Object store objects are only valid when retrieved from transactions. The only relevant information of that object outside of the transaction is the name of the object store. Since the transaction is optional for the observation callback, we aren’t guaranteed to be able to create the IDBObjectStore object for the observer. However, it is easy for the observer to retrieve this object by

  1. Specifying transaction in the options map
  2. calling changes.transaction.objectStore(name)

Why are changes in a map instead of a flat list?

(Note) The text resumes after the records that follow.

PR #1558, opened 2017-08-20
closetCleaner lib

Fox214:
library addon to report gear usage across specified job files.


Fox214:
any idea when this might get looked at?

addons/GearSwap/libs/ccConfig.lua
```diff
@@ -0,0 +1,30 @@
+-- Jobs you want to execute with, recomment put all active jobs you have lua for will look for <job>.lua or <playername>_<job>.lua files
```
z16: I don't know how GS usually does this, but normally user files would go into the `GearSwap/data/` folder. That folder is special in that it won't be updated and overwritten. For example, if you ever wanted to update this file with new default values, the file would be overwritten with the new default file for all users who modified it.

Two options you can do then, either move this file to the aforementioned `data` folder, then it will be downloaded initially but ignored in any future updates (can make a subfolder for cc there as well), or forgo this file entirely. I know you want to show people how to use cc through this file, but I think that would work better if you added a blank file to the `data` folder, and keep this file here as an example, and name it as such (possibly refer to it in a readme or w/e). That way people trying it for the first time without looking at the config file will not experience weird behavior, which they will complain to you (and us) about in the end.

addons/GearSwap/libs/ccConfig.lua
```diff
@@ -0,0 +1,30 @@
+-- Jobs you want to execute with, recomment put all active jobs you have lua for will look for <job>.lua or <playername>_<job>.lua files
+ccjobs = { 'BLM', 'BLU', 'BRD', 'BST', 'DRG', 'GEO', 'MNK', 'NIN', 'PLD', 'RDM', 'RNG', 'RUN', 'SAM', 'SCH', 'SMN', 'THF', 'WAR', 'WHM' }
+-- Put any items in your inventory here you don't want to show up in the final report
+-- recommended for furniture, food, meds, pop items or any gear you know you want to keep for some reason
+-- supports lua regex syntax, put each separate one as its own entry in the table
+-- see: https://www.lua.org/pil/20.2.html
```
z16: I would suggest using wildcard matching instead of Lua's string pattern matching. You would need to use the `windower.wc_match` function instead of `string.match` below, but people are more familiar with it and it's generally simpler to use (you actually used it by accident on `"Deed of*"` below, which is not a valid Lua string pattern (or well, it is, but probably not the one you intended it to be)). The wildcard matching is in many cases also more powerful, since it allows alternation with `|`, which Lua string patterns do not.

addons/GearSwap/libs/ccConfig.lua
```diff
@@ -0,0 +1,30 @@
+-- Jobs you want to execute with, recomment put all active jobs you have lua for will look for <job>.lua or <playername>_<job>.lua files
+ccjobs = { 'BLM', 'BLU', 'BRD', 'BST', 'DRG', 'GEO', 'MNK', 'NIN', 'PLD', 'RDM', 'RNG', 'RUN', 'SAM', 'SCH', 'SMN', 'THF', 'WAR', 'WHM' }
+-- Put any items in your inventory here you don't want to show up in the final report
+-- recommended for furniture, food, meds, pop items or any gear you know you want to keep for some reason
+-- supports lua regex syntax, put each separate one as its own entry in the table
+-- see: https://www.lua.org/pil/20.2.html
+ccignore = { "Rem's Tale*", "Storage Slip %d+", "Deed of*", "%a+ Virtue", "Dragua's Scale",
+			"Glittering Yarn", "Dim. Ring*", "Cupboard", ".*VCS.*", ".*Abjuration.*", "%a+ Organ",
```
z16: Use spaces instead of tabs please. Superficially it's not too important, but we've been treating it as a policy. You can configure most editors to use spaces when you press the tab key.

The same goes for the other file.

addons/GearSwap/libs/closetCleaner.lua
```diff
@@ -0,0 +1,379 @@
+--Copyright (c) 2016~2017, Brimstone
```
z16:
```
--Copyright © 2016-2017, Brimstone
```

addons/GearSwap/libs/closetCleaner.lua
```diff
@@ -0,0 +1,379 @@
...
+
+--Redistribution and use in source and binary forms, with or without
+--modification, are permitted provided that the following conditions are met:
+
+--    * Redistributions of source code must retain the above copyright
+--      notice, this list of conditions and the following disclaimer.
+--    * Redistributions in binary form must reproduce the above copyright
+--      notice, this list of conditions and the following disclaimer in the
+--      documentation and/or other materials provided with the distribution.
+--    * Neither the name of <addon name> nor the
```
z16: Use `closetCleaner` or whatever you want this library's "official" name to be.

addons/GearSwap/libs/closetCleaner.lua
```diff
@@ -0,0 +1,379 @@
...
+--      names of its contributors may be used to endorse or promote products
+--      derived from this software without specific prior written permission.
+
+--THIS SOFTWARE IS PROVIDED BY THE COPYRIGHT HOLDERS AND CONTRIBUTORS "AS IS" AND
+--ANY EXPRESS OR IMPLIED WARRANTIES, INCLUDING, BUT NOT LIMITED TO, THE IMPLIED
+--WARRANTIES OF MERCHANTABILITY AND FITNESS FOR A PARTICULAR PURPOSE ARE
+--DISCLAIMED. IN NO EVENT SHALL <your name> BE LIABLE FOR ANY
```
z16: Use `Brimstone` here.

addons/GearSwap/libs/closetCleaner.lua
```diff
@@ -0,0 +1,379 @@
...
+cc.sandbox = {}
+cc.sandbox.windower = setmetatable({}, {__index = windower})
+cc.sandbox.windower.register_event = functions.empty()
+cc.sandbox.windower.raw_register_event = functions.empty()
+cc.sandbox.windower.register_unhandled_command = functions.empty()
+
+register_unhandled_command(function(...)
+    local cmds = {...}
+    for _,v in ipairs(cmds) do
+        if S{'closetCleaner','cc'}:contains(v:lower()) then
```
z16: If you do `v:lower()` it will never match `closetCleaner`. Should lowercase that as well.

addons/GearSwap/libs/closetCleaner.lua
```diff
@@ -0,0 +1,379 @@
...
+			setmetatable(cc.sandbox, {__index = gearswap.user_env})
+			cc.sandbox.itemsBylongName = T{}
+			cc.sandbox.itemsByName = T{}
+			cc.sandbox.inventoryGear = T{}
+			cc.sandbox.gsGear = T{}
+			for k,v in pairs(gearswap.res.items) do
+				cc.sandbox.itemsBylongName[gearswap.res.items[k].enl:lower()] = k
+				cc.sandbox.itemsByName[gearswap.res.items[k].en:lower()] = k
```
z16: A note on using our resources. Please use `english` and `english_log` instead of `en` and `enl`, despite what it shows in the file. We use the short version in the file primarily to save on file size since the resources can get huge in some cases.

Also, I don't know how well that works with other GearSwap features, but consider using `name` and `name_log` instead of either. That will make it so that Japanese players can write their item names in Japanese and it will still match them, since `name` expands to `english` for English clients, and `japanese` for Japanese ones.

addons/GearSwap/libs/closetCleaner.lua
```diff
@@ -0,0 +1,379 @@
...
+    return function()
+        i = i + 1
+        if keys[i] then
+            return keys[i], t[keys[i]]
+        end
+    end
+end
+
+-- recursively copies a table into a new table, this avoids dealing with references so proper tallies can be done
+function cc.deepcopy(orig)
```
z16: Fwiw there's already a deepcopy function in our tables library, which works on `T{}`-tables by just writing `orig:copy(true)` (`true` indicated a deep instead of shallow copy). For non-`T{}`-tables you can do `table.copy(orig, true)`.

addons/GearSwap/libs/closetCleaner.lua
```diff
@@ -0,0 +1,379 @@
...
+    local keys = {}
+    for k in pairs(t) do keys[#keys+1] = k end
+
+    -- if order function given, sort by it by passing the table and keys a, b,
+    -- otherwise just sort the keys 
+    if order then
+        table.sort(keys, function(a,b) return order(t, a, b) end)
+    else
+        table.sort(keys)
+    end
```
z16: We do not have a sorted iterator, but the above few lines could be replaced by our library functions:
```lua
local keys = t:keyset():sort()
```

Or, if `t` is not a `T{}`-table:
```lua
local keys = table.sort(table.keyset(t))
```

z16 (changes requested):
I added a review, but keep in mind that I haven't been playing since GS was a thing and never used it or any libraries for it, so my knowledge on it is very limited and I didn't actually test your code. I basically only commented on Lua-specific things I noticed or things regarding the Windower API or overall design. I'll trust that you know and use GS well enough yourself to know if this works or doesn't :)

Most of the things I said were just suggestions, the only changes we need to have are the changes to the copyright notice I mentioned and the tabs thing. I'll leave the rest up to your discretion.

addons/GearSwap/libs/closetCleaner.lua
z16: Actually I just realized the copy is deep by default (i.e. you have to explicitly specify `false` to make it shallow). So just writing `orig:copy()` should do (or `table.copy(orig)` for non-`T{}`-tables).

Fox214:
Apologies for taking a month to get back to this, I've taken your first few recommendations, I was not able to get the windower deep copy or table sorts to work so I left it alone.

I thought I had np++ configed for space tabs, but Apparently not, I've fixed it, but will only slowly change the code. Guess that's what happens when I code on 3-4 computers. 

Also I've noticed a bug that the Mote-Treasurehunter seems to try to do stuff after the files are executed. (its at the bottom of the file windoer.raw_register_event(action, on_action_for_th) where there is uninitialized values, just doing //lua r gearswap fixes it, but it echos errata to the console otherwise. Not sure how to fix it.

trv6:
You can replace all tabs with spaces in notepad++ pretty quickly.
Press `<ctrl h>` to open the replace menu. Select the extended search mode button, then replace all instances of `\t` with `    ` (four spaces).

z16:
Unfortunately I'm not proficient enough with GS to answer that. A bit curious why our `copy`/`sort` isn't working for you, would be cool if you could give an example,

And feel free to commit the new changes you made and push them to your remote branch, they will automatically appear in this pull request, then we can keep reviewing it.

Fox214:
I got the deep copy to work, I didn't bother with the other for now at 
least because it looked more complex and my brain hurts.

I fixed the tabs (can't believe I didn't think to use a regex).

Also fixed a functional bug in the code, and recommited to dev let me 
know if you can't see it.

------ Original Message ------

Fox214:
Does this look ok now?

z16:
Oh sorry, I had the tab open but forgot to look at it... I'll check it out when I wake up.

z16:
I looked through it and it seems largely the same as it was before. Are you sure you committed everything? It needs to be committed and pushed to the same branch from which you opened the pull request (`Fox214:dev`).

Fox214:
I see them here: 
https://github.com/Windower/Lua/pull/1558/commits/27c468ff47437915179b255ab475fe0d6ec9f599

Says this:
          closetCleaner lib #1558
Open
Fox214 <https://github.com/Fox214> wants to merge 3 commits into 
Windower:dev from Fox214:dev

------ Original Message ------

addons/GearSwap/libs/closetCleaner.lua
```diff
@@ -265,7 +265,6 @@ function cc.list_sets(t, f)
 							if write_sets[itemid] == nil then
```
cairthenn: tabs :cry:

Fox214:
my bad, i think I referenced the wrong commit, I had a small bug fix and 
all the tabs fixed here:
https://github.com/Windower/Lua/pull/1558/commits/b042ea247e5ac7d50fdcc10704aad78e27a6e149


------ Original Message ------

addons/GearSwap/data/ccConfig.lua
```diff
@@ -0,0 +1,14 @@
...
+-- recommended for furniture, food, meds, pop items or any gear you know you want to keep for some reason
+-- use * for wildcard matching. see ccConfig_example.lua for examples
+ccignore = { }
+-- This is the most use of an item you want to show up in the report
+-- Set to nil or delete for unlimited
+ccmaxuse = nil
+-- List bags you want to not check against, needs to match "Location" column in <player>_report.txt
+skipBags = S{ 'Temporary' }
+-- this prints out the _sets _ignored and _inventory files
+ccDebug = false
```
z16: This file shouldn't be there. I'd trust people to be competent enough to look at the example config and figure it out, although I would also move that out of the data folder. The problem with the data folder is that anything in there will never be updated. So if you ever adjust or expand the mechanism people's files will not be overwritten (because they're meant to be *user* created/edited files). This includes the example file.

addons/GearSwap/data/ccConfig.lua
```diff
@@ -0,0 +1,14 @@
...
+ccjobs = { 'BLM', 'BLU', 'BRD', 'BST', 'COR', 'DRG', 'DNC', 'DRK', 'GEO', 'MNK', 'NIN', 'PLD', 'PUP', 'RDM', 'RNG', 'RUN', 'SAM', 'SCH', 'SMN', 'THF', 'WAR', 'WHM' }
+-- Put any items in your inventory here you don't want to show up in the final report
+-- recommended for furniture, food, meds, pop items or any gear you know you want to keep for some reason
+-- use * for wildcard matching. see ccConfig_example.lua for examples
+ccignore = { }
+-- This is the most use of an item you want to show up in the report
+-- Set to nil or delete for unlimited
+ccmaxuse = nil
+-- List bags you want to not check against, needs to match "Location" column in <player>_report.txt
+skipBags = S{ 'Temporary' }
```
z16: All the other values in here have `cc` prefixed (why?), but this one doesn't. Is this an oversight?

addons/GearSwap/data/ccConfig_example.lua
```diff
@@ -0,0 +1,30 @@
...
+            ".*Signet Staff", "Capacity Ring", "Facility Ring", "Trizek Ring", "Bam. Grass Basket", "Portafurnace",
+            "%a+'s Sign", "%a+'s Apron", "Toolbag .*", "%a+ Crepe", "%a+ Sushi.*", ".* Stable Collar", "Plovid Effluvium",
+            "Gem of the %a+", "Inoshishinofuda", "Ichigohitofuri", "Chonofuda", "Shikanofuda", "Shihei", "Midras.s Helm .1", "Cobra Staff", "Ram Staff", "Fourth Staff",
+            "Warp Ring", "Chocobo Whistle", "Warp Cudgel", "%a+ Broth", "Tavnazian Ring", "Official Reflector",
+            "Pashhow Ring", "Dredger Hose", "Trench Tunic", "Sanjaku.Tenugui", "Katana.kazari", "Sanjaku.Tenugui",
+            "Carver's Torque", "Kabuto.kazari", "Etched Memory", "Trbl. Hatchet", "Maat's Cap", "Trbl. Pickaxe",
+            "Olduum Ring", "Linkpearl", "Caliber Ring", "Vana'clock", "Signal Pearl", "Windy Greens", "Nexus Cape",
+            "Wastebasket", "Sickle", "Carpenter's Gloves", "Shinobi.Tabi", "Guardian Board", "%a+ Pie", "Pet Food %a+",
+            "Reraise %a+", "P. %a+ Card", "Diorite", "Abdhaljs Seal", "Kin's Scale", "*Curry*", "Crepe B. Helene",
```
z16: Personally I would use one matching mechanism, i.e. `windower.wc_match` or `string.match`, not mix both. I'd recommend wildcard matching over Lua patterns when dealing with users.

addons/GearSwap/libs/closetCleaner.lua
```diff
@@ -0,0 +1,367 @@
+--Copyright (c) 2016-2017, Brimstone
```
z16: Please adjust `(c)` to `©`. Are you `Brimstone`, or is that a copy/paste oversight?

addons/GearSwap/libs/closetCleaner.lua
```diff
@@ -0,0 +1,367 @@
...
+--(INCLUDING, BUT NOT LIMITED TO, PROCUREMENT OF SUBSTITUTE GOODS OR SERVICES;
+--LOSS OF USE, DATA, OR PROFITS; OR BUSINESS INTERRUPTION) HOWEVER CAUSED AND
+--ON ANY THEORY OF LIABILITY, WHETHER IN CONTRACT, STRICT LIABILITY, OR TORT
+--(INCLUDING NEGLIGENCE OR OTHERWISE) ARISING IN ANY WAY OUT OF THE USE OF THIS
+--SOFTWARE, EVEN IF ADVISED OF THE POSSIBILITY OF SUCH DAMAGE.
+
+-- _addon.name = 'closetCleaner'
+-- _addon.version = '0.9'
+-- _addon.author = 'Brimstone'
+-- _addon.commands = {'cc','closetCleaner'}
```
z16: Was this originally its own addon, and that's why it's commented out? Any reason to keep it around?

addons/GearSwap/libs/closetCleaner.lua
```diff
@@ -0,0 +1,367 @@
...
+
+local cc = {}
+cc.sandbox = {}
+cc.sandbox.windower = setmetatable({}, {__index = windower})
+cc.sandbox.windower.register_event = functions.empty()
```
z16: Are you trying to disable `register_event`? If so, you'd want `functions.empty`, not `functions.empty()`. The latter is the same as using `nil`.

Any particular reason to do that? I would probably throw an error instead, so people actually know not to use it, instead of nothing happening:
```lua
cc.sandbox.windower.register_event = error:apply('Registering events disabled for CC')
```

addons/GearSwap/libs/closetCleaner.lua
```diff
@@ -0,0 +1,367 @@
...
+cc.sandbox.windower.raw_register_event = functions.empty()
+cc.sandbox.windower.register_unhandled_command = functions.empty()
+
+register_unhandled_command(function(...)
+    local cmds = {...}
+    for _,v in ipairs(cmds) do
```
z16: Are you sure this is what you want? This would trigger even if `cc` was a third parameter in an unhandled command that was meant to be handled by something else.

I'd change the function signature and setup to this:
```lua
register_unhandled_command(function(command)
    command = command and command:lower() or nil
    if command ~= 'cc and command ~= 'closetcleaner' then
        return
    end

    --[[ rest of the function ]]
end)
```

addons/GearSwap/libs/closetCleaner.lua
```diff
@@ -0,0 +1,367 @@
...
+            cc.sandbox.itemsByName = T{}
+            cc.sandbox.inventoryGear = T{}
+            cc.sandbox.gsGear = T{}
+            for k,v in pairs(gearswap.res.items) do
+                cc.sandbox.itemsBylongName[gearswap.res.items[k].name_log:lower()] = k
+                cc.sandbox.itemsByName[gearswap.res.items[k].name:lower()] = k
+            end
+            cc.sandbox.jobs = {}
+            for k,v in pairs(gearswap.res.jobs) do
+                cc.sandbox.jobs[gearswap.res.jobs[k].ens] = k
```
z16: Please use `english_short` instead of `en`.

addons/GearSwap/libs/closetCleaner.lua
```diff
@@ -0,0 +1,367 @@
...
+            end
+            if not windower.dir_exists(windower.addon_path..'report') then
+                windower.create_dir(windower.addon_path..'report')
+            end
+            local path = windower.addon_path:gsub('\\','/')
```
z16: Our of curiosity, did you have issues using `\` over `/`?

addons/GearSwap/libs/closetCleaner.lua
```diff
@@ -0,0 +1,367 @@
...
+            require 'ccConfig'
+            cc.run_report(path)
+            cc.sandbox = nil
+        end
+    end
+    cc.sandbox = {}
+    cc.sandbox.windower = setmetatable({}, {__index = windower})
+    cc.sandbox.windower.register_event = functions.empty()
+    cc.sandbox.windower.raw_register_event = functions.empty()
+    cc.sandbox.windower.register_unhandled_command = functions.empty()
```
z16: See above about `function.empty`.

addons/GearSwap/libs/closetCleaner.lua
```diff
@@ -0,0 +1,367 @@
...
+    return true
```
z16: Return values for this function are ignored, safe to remove.

addons/GearSwap/libs/closetCleaner.lua
```diff
@@ -0,0 +1,367 @@
...
+        cc.print_break(f2, form)
+    end
+    for k,v in cc.spairs(cc.sandbox.gsGear, function(t,a,b) return t[b] > t[a] end) do
+        if ccmaxuse == nil or v <= ccmaxuse then
+            printthis = 1
+            if not cc.job_used[k] then
+                cc.job_used[k] = " "
+            end
+            for i,s in ipairs(ccignore) do
+                if windower.wc_match(gearswap.res.items[k].en, s) or string.match(gearswap.res.items[k].en, s) then
```
z16: At this and other points you use `en` instead of `english` or `name` (same with `english_log` and `name_log` instead of `enl`). And see the comment above about recommending only one matching algorithm. If you go for `name` over `english`, try to do so consistently.

z16 (changes requested):
Looks like some of your changes didn't make it in or they got lost somewhere along the way. I reviewed it again and mentioned a few things. As before, most of what I said is optional, but I'd like you to adjust the copyright notice and resource usage before I accept this. And I will also highly recommend to remove the default `ccConfig.lua` from the `data` repository, see the specific comment for details.

Fox214:
Ok, I think I missed 1 or two updates from your original note (en vs 
english) not sure how. I have them fixed now.

What should I do with the config file, remove ccConfig.lua and move the 
example one to what directory? (once this is answered i'll recommit, i 
haven't pushed any changes)

I am Brimstone (well it was my original character's name).

The cc.sandbox.windower.register_event= error:apply('Registering events 
disabled for CC') did not work (it crashes on lua with register events 
in them) but removing the () worked and I believe fixed a bug so I think 
that is good.

I'm a unix guy backslash is an escape character and not a path delimiter 
:). Yeah I know the game is in windows, I don't recall if i had issues 
or I just did that to appease my sensibilities (obviously its working 
though).

------ Original Message ------

z16:
Yeah, both `\` and `/` work, was just curious.

I would recommend using the `config` library for configurations in the data folder. It will automatically create the file from default settings you pass into it, if it's missing, and can even amend single settings if you add new ones in the future.

addons/GearSwap/libs/closetCleaner.lua
trv6: The error might lead to confusion when people run the script for the first time. 

The library only loads the user files to get to the gear sets, but `register_event` (and a few other functions, I think?) would make persistent changes within the environment of the user's current gearswap file. If they weren't blocked, you'd have to reload gearswap after running the script, but there's not much need to know that the library is disabling them within its own sandbox.

Fox214:
Ok 1 question about the config library, since its in gearswap/data 
folder and gets named settings.xml what happens if gearswap or someone 
else creates a similar library for gearswap that uses the config library 
will they conflict?

------ Original Message ------

z16:
You can specify a filename:
```lua
settings = config.load('ccConfig.xml', defaults) -- or whatever
```

Otherwise yes, it would conflict.

Fox214:
Well I updated to the xml file, but i really hate the way the ccignore 
list works, because this is likely to be a long list for a lot of folks.

<ccignore>
     <1>someth*ng</1>
     <2>foo*bar</2>
</ccignore>

Is a lot more verbose to edit than:
  ccignore = {"someth*ng", "foo*bar"}

(7:2 character ratio not to mention matching/non-repeat issue, I 
wouldn't want to type out 50 items that way)

I tried using it as S{} table that fixes the Xml but just doesn't work 
in the lua then.

Any ideas?

------ Original Message ------

z16:
It should work fine with `S{}` tables (and `L{}`-tables for that matter), other addons use that too (like Treasury) and it results in a normal, comma-separated list of strings. I would try to figure out why that doesn't work for you. If you want you [gist](https://gist.github.com/) the code you have that isn't working for you, then I can have a look.

Fox214:
I was able to figure it out new commit here: 
https://github.com/Windower/Lua/pull/1558/commits/20fc7e50d6a42a21bb4fa3441ab714e9cd3e0d91

(had to change the iterator with S{}) I think its ok now.

------ Original Message ------

Fox214:
Awesome just out of curiosity any idea when it might be live?

------ Original Message ------

z16:
Now :)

This is done to avoid data duplication of the object store name. This can be changed. Cons of the current approach:

See Issue #49.

Why not use ES6 Proxies?

The two main reasons are:

  1. We need to observe changes across browsing contexts. Passing a proxy across browsing contexts in not possible, and it’s infeasible to have every browsing context create a proxy and give it to everyone else (n*n total proxies).
  2. Changes are committed on a per-transaction basis, and can include changes to multiple object stores. We can encompass this is an easy way when we control the observation function, where this would require specialized and complex logic by the client if it was proxy-based.

What realm are the change objects coming from?

All changes (the keys and values) are structured cloneable, and are cloned from IDB. So they are not coming from a different realm.

Why not observe from ObjectStore object?

This makes it so developers cannot reliable observe multiple object stores at the same time. Example:


Order of operations

Even if o1 records the changes from T1 for o2, there is no guarantee that o2 it gets the changes from T1 before another transaction changes o1 again.

We also believe that keeping the ‘one observer call per transaction commit’ keeps observers easy to understand.